Output the data below in full, byte for byte. Nothing may differ.
==== Input material ====
PR #397, opened 2026-08-21
Add pixelformat.py: negotiated format to Pillow raw mode, CPIXEL widths

sibson:
Phase 1 of `specs/pixel-format.md` (#377). New module and its tests only — no call sites, `PF2IM` and `setImageMode` still in place, nothing user-visible, so no CHANGELOG entry.

`raw_mode()` computes the Pillow mode from the format's fields instead of matching a whole dataclass against a table. That difference is the point: libvncserver-example announces the layout `PF2IM` calls `RGBX` but declares depth 32, so it misses the table and we renegotiate to a format byte-identical to the one already arriving. `raw_mode` ignores `depth`; `cpixel_bytes` obeys it, since the encoder used the same declaration.

Every mode string is a claim about Pillow's behaviour, so the tests pack a primary using the format's own shifts, decode through the resolved mode, and assert the pixel that comes back — asserting *which string we picked* would prove nothing. Two things fell out of testing that way: Pillow has `RGB;4B` and no mirror of it, so 444-with-red-high has no mode at all; and `cpixel_offset` is a byte offset while CPIXEL's placement rule is about value bits, so big-endian reverses which end the three bytes sit at. The first cut returned the same offset either way, which slices off a channel and reads the pad byte. Both are fixed here and corrected in the spec on #377.

Tested: 228 unit tests green, flake8 clean.

### DIFF
--- a/tests/unit/test_pixelformat.py
+++ b/tests/unit/test_pixelformat.py
@@ -1,0 +1,179 @@
+from unittest import TestCase
+
+from PIL import Image
+
+from vncdotool import rfb
+from vncdotool.pixelformat import UnsupportedPixelFormat, cpixel_bytes, cpixel_offset, raw_mode
+
+# 32bpp, 8-bit channels, one PixelFormat per Pillow raw mode, plus a
+# depth-only variant and a bigendian variant of bgrx8888.
+BGRX8888 = rfb.PixelFormat(32, 24, False, True, 255, 255, 255, 16, 8, 0)
+BGRX8888_DEPTH32 = rfb.PixelFormat(32, 32, False, True, 255, 255, 255, 16, 8, 0)
+BGRX8888_BIGENDIAN = rfb.PixelFormat(32, 24, True, True, 255, 255, 255, 16, 8, 0)
+RGBX8888 = rfb.PixelFormat(32, 24, False, True, 255, 255, 255, 0, 8, 16)
+XRGB8888 = rfb.PixelFormat(32, 24, False, True, 255, 255, 255, 8, 16, 24)
+XBGR8888 = rfb.PixelFormat(32, 24, False, True, 255, 255, 255, 24, 16, 8)
+
+RGB24 = rfb.PixelFormat(24, 24, False, True, 255, 255, 255, 0, 8, 16)
+BGR24 = rfb.PixelFormat(24, 24, False, True, 255, 255, 255, 16, 8, 0)
+
+BGR565 = rfb.PixelFormat(16, 16, False, True, 31, 63, 31, 11, 5, 0)
+RGB565 = rfb.PixelFormat(16, 16, False, True, 31, 63, 31, 0, 5, 11)
+BGR555 = rfb.PixelFormat(16, 15, False, True, 31, 31, 31, 10, 5, 0)
+RGB555 = rfb.PixelFormat(16, 15, False, True, 31, 31, 31, 0, 5, 10)
+RGB444 = rfb.PixelFormat(16, 12, False, True, 15, 15, 15, 0, 4, 8)
+
+
+def pack(pixel_format: rfb.PixelFormat, red: int, green: int, blue: int) -> bytes:
+    """Encode (red, green, blue) as PIXEL bytes for pixel_format's own layout."""
+    value = (
+        (red << pixel_format.redshift)
+        | (green << pixel_format.greenshift)
+        | (blue << pixel_format.blueshift)
+    )
+    return value.to_bytes(pixel_format.bpp // 8, "big" if pixel_format.bigendian else "little")
+
+
+class TestRawMode(TestCase):
+
+    def test_resolves_every_format_pillow_can_read(self):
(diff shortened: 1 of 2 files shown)


tests/unit/test_pixelformat.py
```diff
@@ -0,0 +1,178 @@
...
+        (red << pixel_format.redshift)
+        | (green << pixel_format.greenshift)
+        | (blue << pixel_format.blueshift)
+    )
+    return value.to_bytes(pixel_format.bpp // 8, "big" if pixel_format.bigendian else "little")
+
+
+class TestRawMode(TestCase):
+
+    def test_resolves_every_format_pillow_can_read(self):
```
sibson, line 73: should this be a generative test?

tests/unit/test_pixelformat.py
```diff
@@ -0,0 +1,178 @@
...
+            BGR565,
+            RGB565,
+            BGR555,
+            RGB555,
+            RGB444,
+        ]
+        for pixel_format in formats:
+            mode = raw_mode(pixel_format)
+            with self.subTest(pixel_format=pixel_format, mode=mode):
+                red = pack(pixel_format, pixel_format.redmax, 0, 0)
```
sibson: should this be a global constant?

tests/unit/test_pixelformat.py
sibson: 🤖 Claude Code: Yes — done in 33dfdf9. `every_layout()` permutes the shift slots across channels for each width set, both endiannesses, so the check covers every arrangement rather than the twelve I thought to list. The property is: a mode that resolves must decode the primaries it claims, a layout Pillow cannot read must raise, no third outcome.

It failed immediately, which is the argument for it. `raw_mode` picked a 16bpp mode by asking whether red or blue sat higher — that says nothing about the channel between them, so 565 with red at shift 5 and green at 0 overlaps at bit 5, resolved to `RGB;16`, and decoded red as green. Now matched as whole (widths, shifts) triples against the arrangements Pillow actually has.

Kept the explicit table above it: that one pins the exact mode strings, and generating its expectations would compute them the same way the code does.

tests/unit/test_pixelformat.py
sibson: 🤖 Claude Code: Gone rather than hoisted — the generative rewrite in 33dfdf9 removed that list entirely, since `every_layout()` now produces the cases. The module-level constants that remain are the ones named tests refer to individually (`BGRX8888`, `BGR565`, and so on).

tests/unit/test_pixelformat.py
```diff
@@ -0,0 +1,198 @@
...
+        resolved = set()
+
+        for pixel_format in every_layout():
+            with self.subTest(pixel_format=pixel_format):
+                try:
+                    mode = raw_mode(pixel_format)
+                except UnsupportedPixelFormat:
+                    continue
+                resolved.add(mode)
+                for channel, expected in enumerate(((255, 0, 0), (0, 255, 0), (0, 0, 255))):
```
sibson: generative?

tests/unit/test_pixelformat.py
```diff
@@ -0,0 +1,198 @@
...
+        low = rfb.PixelFormat(32, 24, True, True, 255, 255, 255, 16, 8, 0)
+        high = rfb.PixelFormat(32, 24, True, True, 255, 255, 255, 24, 16, 8)
+
+        self.assertEqual(cpixel_offset(low), low.bypp - 3)
+        self.assertEqual(cpixel_offset(high), 0)
+
+    def test_the_three_bytes_carry_every_colour_bit(self):
+        """Slicing at the reported offset must not take the pad byte."""
+        for pixel_format in (BGRX8888, XBGR8888, BGRX8888_BIGENDIAN):
+            with self.subTest(pixel_format=pixel_format):
```
sibson, line 195: generative?

tests/unit/test_pixelformat.py
sibson: 🤖 Claude Code: The format loop was already generative here; the primaries were not. It ran only pure red, green and blue, where every bit of a channel is set and a wrong shift can still look right.

122fd8f generates the colour values too — black, white, and max/mid/1 per channel. Each decoded channel is bounded against `value * 255 / maximum` within 1, rather than compared to a reproduction of Pillow's rounding, which would pass by construction whatever Pillow did.

tests/unit/test_pixelformat.py
sibson: 🤖 Claude Code: Done in 122fd8f. It now walks every generated layout, skips the ones that are not CPIXEL-eligible, and asserts the bytes *outside* the reported window are pad — a stronger property than the three hand-picked formats, and it is exactly what the big-endian bug broke: a big-endian pixel is [pad, R, G, B], so slicing at offset 0 keeps the pad and drops blue.

It also counts the eligible formats and asserts the count is non-zero, so a `cpixel_bytes` that never returns 3 cannot pass by skipping everything.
====
*Answer to this problem*
PR #397, opened 2026-08-21
Add pixelformat.py: negotiated format to Pillow raw mode, CPIXEL widths

sibson:
Phase 1 of `specs/pixel-format.md` (#377). New module and its tests only — no call sites, `PF2IM` and `setImageMode` still in place, nothing user-visible, so no CHANGELOG entry.

`raw_mode()` computes the Pillow mode from the format's fields instead of matching a whole dataclass against a table. That difference is the point: libvncserver-example announces the layout `PF2IM` calls `RGBX` but declares depth 32, so it misses the table and we renegotiate to a format byte-identical to the one already arriving. `raw_mode` ignores `depth`; `cpixel_bytes` obeys it, since the encoder used the same declaration.

Every mode string is a claim about Pillow's behaviour, so the tests pack a primary using the format's own shifts, decode through the resolved mode, and assert the pixel that comes back — asserting *which string we picked* would prove nothing. Two things fell out of testing that way: Pillow has `RGB;4B` and no mirror of it, so 444-with-red-high has no mode at all; and `cpixel_offset` is a byte offset while CPIXEL's placement rule is about value bits, so big-endian reverses which end the three bytes sit at. The first cut returned the same offset either way, which slices off a channel and reads the pad byte. Both are fixed here and corrected in the spec on #377.

Tested: 228 unit tests green, flake8 clean.

### DIFF
--- a/tests/unit/test_pixelformat.py
+++ b/tests/unit/test_pixelformat.py
@@ -1,0 +1,179 @@
+from unittest import TestCase
+
+from PIL import Image
+
+from vncdotool import rfb
+from vncdotool.pixelformat import UnsupportedPixelFormat, cpixel_bytes, cpixel_offset, raw_mode
+
+# 32bpp, 8-bit channels, one PixelFormat per Pillow raw mode, plus a
+# depth-only variant and a bigendian variant of bgrx8888.
+BGRX8888 = rfb.PixelFormat(32, 24, False, True, 255, 255, 255, 16, 8, 0)
+BGRX8888_DEPTH32 = rfb.PixelFormat(32, 32, False, True, 255, 255, 255, 16, 8, 0)
+BGRX8888_BIGENDIAN = rfb.PixelFormat(32, 24, True, True, 255, 255, 255, 16, 8, 0)
+RGBX8888 = rfb.PixelFormat(32, 24, False, True, 255, 255, 255, 0, 8, 16)
+XRGB8888 = rfb.PixelFormat(32, 24, False, True, 255, 255, 255, 8, 16, 24)
+XBGR8888 = rfb.PixelFormat(32, 24, False, True, 255, 255, 255, 24, 16, 8)
+
+RGB24 = rfb.PixelFormat(24, 24, False, True, 255, 255, 255, 0, 8, 16)
+BGR24 = rfb.PixelFormat(24, 24, False, True, 255, 255, 255, 16, 8, 0)
+
+BGR565 = rfb.PixelFormat(16, 16, False, True, 31, 63, 31, 11, 5, 0)
+RGB565 = rfb.PixelFormat(16, 16, False, True, 31, 63, 31, 0, 5, 11)
+BGR555 = rfb.PixelFormat(16, 15, False, True, 31, 31, 31, 10, 5, 0)
+RGB555 = rfb.PixelFormat(16, 15, False, True, 31, 31, 31, 0, 5, 10)
+RGB444 = rfb.PixelFormat(16, 12, False, True, 15, 15, 15, 0, 4, 8)
+
+
+def pack(pixel_format: rfb.PixelFormat, red: int, green: int, blue: int) -> bytes:
+    """Encode (red, green, blue) as PIXEL bytes for pixel_format's own layout."""
+    value = (
+        (red << pixel_format.redshift)
+        | (green << pixel_format.greenshift)
+        | (blue << pixel_format.blueshift)
+    )
+    return value.to_bytes(pixel_format.bpp // 8, "big" if pixel_format.bigendian else "little")
+
+
+class TestRawMode(TestCase):
+
+    def test_resolves_every_format_pillow_can_read(self):
(diff shortened: 1 of 2 files shown)


tests/unit/test_pixelformat.py
```diff
@@ -0,0 +1,178 @@
...
+        (red << pixel_format.redshift)
+        | (green << pixel_format.greenshift)
+        | (blue << pixel_format.blueshift)
+    )
+    return value.to_bytes(pixel_format.bpp // 8, "big" if pixel_format.bigendian else "little")
+
+
+class TestRawMode(TestCase):
+
+    def test_resolves_every_format_pillow_can_read(self):
```
sibson, line 73: should this be a generative test?

tests/unit/test_pixelformat.py
```diff
@@ -0,0 +1,178 @@
...
+            BGR565,
+            RGB565,
+            BGR555,
+            RGB555,
+            RGB444,
+        ]
+        for pixel_format in formats:
+            mode = raw_mode(pixel_format)
+            with self.subTest(pixel_format=pixel_format, mode=mode):
+                red = pack(pixel_format, pixel_format.redmax, 0, 0)
```
sibson: should this be a global constant?

tests/unit/test_pixelformat.py
sibson: 🤖 Claude Code: Yes — done in 33dfdf9. `every_layout()` permutes the shift slots across channels for each width set, both endiannesses, so the check covers every arrangement rather than the twelve I thought to list. The property is: a mode that resolves must decode the primaries it claims, a layout Pillow cannot read must raise, no third outcome.

It failed immediately, which is the argument for it. `raw_mode` picked a 16bpp mode by asking whether red or blue sat higher — that says nothing about the channel between them, so 565 with red at shift 5 and green at 0 overlaps at bit 5, resolved to `RGB;16`, and decoded red as green. Now matched as whole (widths, shifts) triples against the arrangements Pillow actually has.

Kept the explicit table above it: that one pins the exact mode strings, and generating its expectations would compute them the same way the code does.

tests/unit/test_pixelformat.py
sibson: 🤖 Claude Code: Gone rather than hoisted — the generative rewrite in 33dfdf9 removed that list entirely, since `every_layout()` now produces the cases. The module-level constants that remain are the ones named tests refer to individually (`BGRX8888`, `BGR565`, and so on).

tests/unit/test_pixelformat.py
```diff
@@ -0,0 +1,198 @@
...
+        resolved = set()
+
+        for pixel_format in every_layout():
+            with self.subTest(pixel_format=pixel_format):
+                try:
+                    mode = raw_mode(pixel_format)
+                except UnsupportedPixelFormat:
+                    continue
+                resolved.add(mode)
+                for channel, expected in enumerate(((255, 0, 0), (0, 255, 0), (0, 0, 255))):
```
sibson: generative?

tests/unit/test_pixelformat.py
```diff
@@ -0,0 +1,198 @@
...
+        low = rfb.PixelFormat(32, 24, True, True, 255, 255, 255, 16, 8, 0)
+        high = rfb.PixelFormat(32, 24, True, True, 255, 255, 255, 24, 16, 8)
+
+        self.assertEqual(cpixel_offset(low), low.bypp - 3)
+        self.assertEqual(cpixel_offset(high), 0)
+
+    def test_the_three_bytes_carry_every_colour_bit(self):
+        """Slicing at the reported offset must not take the pad byte."""
+        for pixel_format in (BGRX8888, XBGR8888, BGRX8888_BIGENDIAN):
+            with self.subTest(pixel_format=pixel_format):
```
sibson, line 195: generative?

tests/unit/test_pixelformat.py
sibson: 🤖 Claude Code: The format loop was already generative here; the primaries were not. It ran only pure red, green and blue, where every bit of a channel is set and a wrong shift can still look right.

122fd8f generates the colour values too — black, white, and max/mid/1 per channel. Each decoded channel is bounded against `value * 255 / maximum` within 1, rather than compared to a reproduction of Pillow's rounding, which would pass by construction whatever Pillow did.

tests/unit/test_pixelformat.py
sibson: 🤖 Claude Code: Done in 122fd8f. It now walks every generated layout, skips the ones that are not CPIXEL-eligible, and asserts the bytes *outside* the reported window are pad — a stronger property than the three hand-picked formats, and it is exactly what the big-endian bug broke: a big-endian pixel is [pad, R, G, B], so slicing at offset 0 keeps the pad and drops blue.

It also counts the eligible formats and asserts the count is non-zero, so a `cpixel_bytes` that never returns 3 cannot pass by skipping everything.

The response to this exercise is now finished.